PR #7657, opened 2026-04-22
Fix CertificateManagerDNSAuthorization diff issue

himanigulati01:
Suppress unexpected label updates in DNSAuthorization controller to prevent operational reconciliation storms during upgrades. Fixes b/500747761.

• _What you have to do_
Everything from the line with "Fix CertificateManagerDNSAuthorization diff" to the end of the listing above is to be set down exactly, both ends included.

• _Task response_
Fix CertificateManagerDNSAuthorization diff issue

himanigulati01:
Suppress unexpected label updates in DNSAuthorization controller to prevent operational reconciliation storms during upgrades. Fixes b/500747761.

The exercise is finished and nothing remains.